ACTIVITY: Go through the entries and copy every one exactly.

EXERCISE MATERIAL:
PR #1402, opened 2025-02-06
Fix the docker build

djmb:
Somewhere along the way the docker build broke, it now needs yaml-dev to be installed. Maybe the underlying image changed?

Update to 3.4-alpine while we are here.


morgoth:
@djmb Yes, there was a change in the source image, however it was later reverted.
See https://github.com/rails/rails/pull/54237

RESULT OF THE EXERCISE:
PR #1402, opened 2025-02-06
Fix the docker build

djmb:
Somewhere along the way the docker build broke, it now needs yaml-dev to be installed. Maybe the underlying image changed?

Update to 3.4-alpine while we are here.


morgoth:
@djmb Yes, there was a change in the source image, however it was later reverted.
See https://github.com/rails/rails/pull/54237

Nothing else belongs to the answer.